AVAILABLE RECORDS:
★ ★ ★ ★ ★ ★ ★

PR #1367, opened 2023-12-02
[Serving] Conversation template and OpenAI v1/chat/completions

MasterJH5574:
This PR supports the `v1/chat/completions` entrypoint of OpenAI API:
* protocol: `python/mlc_chat/protocol/openai_api_protocol.py`,
* entrypoint: `python/mlc_chat/serve/entrypoints/openai_entrypoints.py`

To support the chat functionality, this PR introduces the conversation template definition and register on Python side in `python/mlc_chat/serve/conversation.py`.
Compared with the current implementation of conversation template in C++, this version supports overriding the content of the system prompt without changing formatting texts (like the `[INST]` string in Llama2).

This PR adds a series of tests:
* temperature test for `v1/completions`,
* three different history message tests for `v1/chat/completions`,
* `max_tokens` test for `v1/chat/completions`,
* "wrong system prompt" position test for `v1/chat/completions`,
* the `openai` package test for both `v1/completions` and `v1/chat/completions`.

### DIFF
--- a/python/mlc_chat/protocol/openai_api_protocol.py
+++ b/python/mlc_chat/protocol/openai_api_protocol.py
@@ -8,8 +8,6 @@ from typing import Any, Dict, List, Literal, Optional, Tuple, Union
 
 from pydantic import BaseModel, Field
 
-from ..serve.config import GenerationConfig
-
 ################ Commons ################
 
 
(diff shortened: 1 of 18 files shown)


python/mlc_chat/serve/entrypoints/openai_entrypoints.py
```diff
@@ -92,6 +103,10 @@ async def completion_stream_generator() -> AsyncGenerator[str, None]:
                 prompt, generation_cfg, request_id
             ):
                 num_completion_tokens += num_delta_tokens
+                if delta_text == "":
```
yzh119, line 106: The delta only means insertion without delete, is that right? I wonder can we rename it to `appended_text` instead? (I know it's not introduced in this  PR, so we can adopt the renaming in later PRs.)

python/mlc_chat/serve/conversation.py
```diff
@@ -0,0 +1,126 @@
...
+
+from typing import Dict, List, Optional, Tuple
+
+from pydantic import BaseModel, Field, field_validator
+
+# The system message placeholder in the system message prompt.
+SYSTEM_MESSAGE_PLACEHOLDER = "<<SYSTEM MESSAGE PLACEHOLDER>>"
+
+
+class Conversation(BaseModel):
```
yzh119, line 11: This is not related to the conversation template defined in our previous C++ codebase, is that correct? I wonder can we unify them?

python/mlc_chat/serve/config.py
```diff
@@ -22,6 +22,8 @@ class GenerationConfig:
 
     max_new_tokens : int
         The maximum number of generated tokens.
+        It may be negative, which means the generation will not stop
```
yzh119, line 25: Is this design consistent with OpenAI's?

python/mlc_chat/protocol/protocol_utils.py
```diff
@@ -25,13 +26,33 @@ def get_unsupported_fields(request: RequestProtocol) -> List[str]:
...
+    extra_stop_tokens: Optional[List[int]] = None,
+    extra_stop_str: Optional[List[str]] = None,
+) -> GenerationConfig:
     """Create the generation config in MLC LLM out from the input request protocol."""
-    if isinstance(request, OpenAIRequestProtocol):
-        return openai_api_get_generation_config(request)
-    raise RuntimeError("Cannot reach here")
+    kwargs: Dict[str, Any]
+    if isinstance(request, (OpenAICompletionRequest, OpenAIChatCompletionRequest)):
+        kwargs = openai_api_get_generation_config(request)
```
yzh119, line 42: Just curious, what's the difference between `openai_api_get_generation_config` and `get_generation_config`?

python/mlc_chat/protocol/openai_api_protocol.py
```diff
@@ -98,40 +96,139 @@ class CompletionResponse(BaseModel):
...
+    model: str
+    system_fingerprint: str
+    object: Literal["chat.completion.chunk"] = "chat.completion.chunk"
+
+
+################################################
 
 
-def openai_api_get_unsupported_fields(request: OpenAIRequestProtocol) -> List[str]:
+def openai_api_get_unsupported_fields(
```
yzh119, line 194: When will this function be useful?

yzh119 (commented):
Thank you for this effort, I left some comments/questions.

python/mlc_chat/serve/conversation.py
tqchen: I think it would be good to have a common json schema(as being specified in here via pydantic), then embed all conv template in json. So we can only keep a c++ impl of the conv construction, all relies on a common spec.

The model here allows the API endpoint to also pass in conv template in future(this is a super set of openai api)

python/mlc_chat/serve/entrypoints/openai_entrypoints.py
MasterJH5574: “Delta” is used frequently I think. Our ChatModule uses the term “delta message,” and for example, OpenAI uses “delta” https://platform.openai.com/docs/api-reference/chat/streaming#chat/streaming-choices (you need to expand the entry “choices”. In this case, `appended_text` seems a bit unclear to me what “appended” means. I think we can go with the term “delta”.

python/mlc_chat/serve/config.py
MasterJH5574: OpenAI supports `max_tokens = None` https://platform.openai.com/docs/api-reference/chat/create#chat-create-max_tokens, which means
> The total length of input tokens and generated tokens is limited by the model's context length.
 

In our case, “being negative means `None` in OpenAI” if we don’t use `std::optional`. Being negative is clear from my POV. I am not sure if using `std::optional` will incur additional runtime overhead.

python/mlc_chat/protocol/protocol_utils.py
MasterJH5574: We may not only have OpenAI protocols. Say we have OpenAI protocols and our own protocols at the same time. Both protocols are defined in their respective files (like `python/mlc_chat/protocol/openai_api_protocol.py`), where their own conversion rules (like `openai_api_get_generation_config`) are implemented.

`get_generation_config` dispatches request to different protocol conversion rules.

python/mlc_chat/serve/config.py
tqchen: I agree at the interface level we should just be consistent. aka support max_tokens = None and rename it to max_tokens

MasterJH5574: Updated accordingly. Now we use the name `max_tokens` and supports None in Python. On C++ side when we load the config from JSON, we check if the field value is `null`, and if so we use `-1` for `max_tokens` in C++.

tqchen (approved):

★ ★ ★ ★ ★ ★ ★

Each line of the material should be repeated exactly as it reads.

EXERCISE SOLUTION:
PR #1367, opened 2023-12-02
[Serving] Conversation template and OpenAI v1/chat/completions

MasterJH5574:
This PR supports the `v1/chat/completions` entrypoint of OpenAI API:
* protocol: `python/mlc_chat/protocol/openai_api_protocol.py`,
* entrypoint: `python/mlc_chat/serve/entrypoints/openai_entrypoints.py`

To support the chat functionality, this PR introduces the conversation template definition and register on Python side in `python/mlc_chat/serve/conversation.py`.
Compared with the current implementation of conversation template in C++, this version supports overriding the content of the system prompt without changing formatting texts (like the `[INST]` string in Llama2).

This PR adds a series of tests:
* temperature test for `v1/completions`,
* three different history message tests for `v1/chat/completions`,
* `max_tokens` test for `v1/chat/completions`,
* "wrong system prompt" position test for `v1/chat/completions`,
* the `openai` package test for both `v1/completions` and `v1/chat/completions`.

### DIFF
--- a/python/mlc_chat/protocol/openai_api_protocol.py
+++ b/python/mlc_chat/protocol/openai_api_protocol.py
@@ -8,8 +8,6 @@ from typing import Any, Dict, List, Literal, Optional, Tuple, Union
 
 from pydantic import BaseModel, Field
 
-from ..serve.config import GenerationConfig
-
 ################ Commons ################
 
 
(diff shortened: 1 of 18 files shown)


python/mlc_chat/serve/entrypoints/openai_entrypoints.py
```diff
@@ -92,6 +103,10 @@ async def completion_stream_generator() -> AsyncGenerator[str, None]:
                 prompt, generation_cfg, request_id
             ):
                 num_completion_tokens += num_delta_tokens
+                if delta_text == "":
```
yzh119, line 106: The delta only means insertion without delete, is that right? I wonder can we rename it to `appended_text` instead? (I know it's not introduced in this  PR, so we can adopt the renaming in later PRs.)

python/mlc_chat/serve/conversation.py
```diff
@@ -0,0 +1,126 @@
...
+
+from typing import Dict, List, Optional, Tuple
+
+from pydantic import BaseModel, Field, field_validator
+
+# The system message placeholder in the system message prompt.
+SYSTEM_MESSAGE_PLACEHOLDER = "<<SYSTEM MESSAGE PLACEHOLDER>>"
+
+
+class Conversation(BaseModel):
```
yzh119, line 11: This is not related to the conversation template defined in our previous C++ codebase, is that correct? I wonder can we unify them?

python/mlc_chat/serve/config.py
```diff
@@ -22,6 +22,8 @@ class GenerationConfig:
 
     max_new_tokens : int
         The maximum number of generated tokens.
+        It may be negative, which means the generation will not stop
```
yzh119, line 25: Is this design consistent with OpenAI's?

python/mlc_chat/protocol/protocol_utils.py
```diff
@@ -25,13 +26,33 @@ def get_unsupported_fields(request: RequestProtocol) -> List[str]:
...
+    extra_stop_tokens: Optional[List[int]] = None,
+    extra_stop_str: Optional[List[str]] = None,
+) -> GenerationConfig:
     """Create the generation config in MLC LLM out from the input request protocol."""
-    if isinstance(request, OpenAIRequestProtocol):
-        return openai_api_get_generation_config(request)
-    raise RuntimeError("Cannot reach here")
+    kwargs: Dict[str, Any]
+    if isinstance(request, (OpenAICompletionRequest, OpenAIChatCompletionRequest)):
+        kwargs = openai_api_get_generation_config(request)
```
yzh119, line 42: Just curious, what's the difference between `openai_api_get_generation_config` and `get_generation_config`?

python/mlc_chat/protocol/openai_api_protocol.py
```diff
@@ -98,40 +96,139 @@ class CompletionResponse(BaseModel):
...
+    model: str
+    system_fingerprint: str
+    object: Literal["chat.completion.chunk"] = "chat.completion.chunk"
+
+
+################################################
 
 
-def openai_api_get_unsupported_fields(request: OpenAIRequestProtocol) -> List[str]:
+def openai_api_get_unsupported_fields(
```
yzh119, line 194: When will this function be useful?

yzh119 (commented):
Thank you for this effort, I left some comments/questions.

python/mlc_chat/serve/conversation.py
tqchen: I think it would be good to have a common json schema(as being specified in here via pydantic), then embed all conv template in json. So we can only keep a c++ impl of the conv construction, all relies on a common spec.

The model here allows the API endpoint to also pass in conv template in future(this is a super set of openai api)

python/mlc_chat/serve/entrypoints/openai_entrypoints.py
MasterJH5574: “Delta” is used frequently I think. Our ChatModule uses the term “delta message,” and for example, OpenAI uses “delta” https://platform.openai.com/docs/api-reference/chat/streaming#chat/streaming-choices (you need to expand the entry “choices”. In this case, `appended_text` seems a bit unclear to me what “appended” means. I think we can go with the term “delta”.

python/mlc_chat/serve/config.py
MasterJH5574: OpenAI supports `max_tokens = None` https://platform.openai.com/docs/api-reference/chat/create#chat-create-max_tokens, which means
> The total length of input tokens and generated tokens is limited by the model's context length.
 

In our case, “being negative means `None` in OpenAI” if we don’t use `std::optional`. Being negative is clear from my POV. I am not sure if using `std::optional` will incur additional runtime overhead.

python/mlc_chat/protocol/protocol_utils.py
MasterJH5574: We may not only have OpenAI protocols. Say we have OpenAI protocols and our own protocols at the same time. Both protocols are defined in their respective files (like `python/mlc_chat/protocol/openai_api_protocol.py`), where their own conversion rules (like `openai_api_get_generation_config`) are implemented.

`get_generation_config` dispatches request to different protocol conversion rules.

python/mlc_chat/serve/config.py
tqchen: I agree at the interface level we should just be consistent. aka support max_tokens = None and rename it to max_tokens

MasterJH5574: Updated accordingly. Now we use the name `max_tokens` and supports None in Python. On C++ side when we load the config from JSON, we check if the field value is `null`, and if so we use `-1` for `max_tokens` in C++.

tqchen (approved):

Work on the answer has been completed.